NOTE: The reader at this point, after reading these first three posts on Exodus, and indeed, our work in Genesis, will surely have noticed the allegorical method of interpretation. We are not reading the text in a typically Western way. Rather, we are reading the texts as they originally were intended to be read. In James Kugel’s book, The Bible as it Was, he gives 4 presuppositions about the Bible everyone operated with before higher critical methods since the Enlightenment. The first is that all ancient interpreters believed that the Bible was a fundamentally cryptic document. It says one thing on the surface, but its deeper meaning yields itself to the holy and wise. Second, the Bible is one great book of instruction that makes demands on the reader unlike any other literature. The third is that the Bible is perfect and perfectly harmonious. If there is a mistake, the problem is with the reader, an illusion, or able to be clarified. Finally, the Bible is divinely inspired even though conveyed through fallible men.
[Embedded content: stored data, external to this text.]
PR #234, opened 2017-09-05
Localize date format using template

stephencelis:
This PR updates our date formatter from using a general format string (`dateFormat`) to a localized template (using `setLocalizedDateFormatFromTemplate`). This ensures that Japanese dates render appropriately, with the year appearing before the month, and with the appropriate local characters.


luoser:
super sweet that you can do this in swift!

PR #237, opened 2017-09-08
Add licenses for more third-party dependencies

christopherwright:
# What

Add a few licenses for third-party dependencies. If the dependency is contained within this repository, or it's included as a submodule under the Kickstarter org, I've included its license under `NOTICE.md`.

# Why

Ensuring we comply with licenses from our dependencies.


justinswart:
Cool, cool.

So, just confirming - it's not necessary to include OpenTok's license?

Although we employ the best of modern scholarship, the modern reader will do well to embrace all four of these presuppositions to read Scripture as it was intended to be read. Indeed, the Bible can be likened to the incarnate Christ; very human and all that goes with it except sin, but at the same time divine. Without typology and allegory, the Old Testament is merely antiquated literature and has little direct meaning for today, and cannot speak of Jesus in its fullness. Typology and allegory are the Christological lens through which we see Jesus clearly in the whole of the Old Testament, not only in a few prophetic oracles.
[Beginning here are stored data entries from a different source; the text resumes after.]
PR #238, opened 2017-09-08
Project update activity indicator

Scollaco:
# What

Add a ActivityIndicator on ProjectUpdatesViewController.

# Why

Improves user experience by indicating to the user that the page is loading, instead of showing a blank page.

# See 👀

screen


Kickstarter-iOS/Views/Controllers/ProjectUpdatesViewController.swift
```diff
@@ -5,7 +5,7 @@ import SafariServices
 
 internal final class ProjectUpdatesViewController: WebViewController {
   fileprivate let viewModel: ProjectUpdatesViewModelType = ProjectUpdatesViewModel()
-
+  fileprivate let activityIndicator = UIActivityIndicatorView()
```
justinswart: Oh one thing - I think at some point we said we'd change `fileprivate`s back to `private` as we encounter them in the codebase but no big deal!

Scollaco:
Thanks, @justinswart. It will be great to talk about the screenshots!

Takeaway: Moses is not only “cosmic” man, as we discussed in the last post, but “everyman/woman” who is chosen by God to grow and develop from spiritual infancy into greater spiritual maturity.
Questions: 1. Can you identify with the young Moses in your journey of life? If so, how? 2) Can you relate to Kugel’s 4 presuppositions of the ancient reader? Why or why not?
Resources Used:
Kugel, James. The Bible as it Was. Harvard University: Belknap Press, 1997. Introduction, pp. 18ff.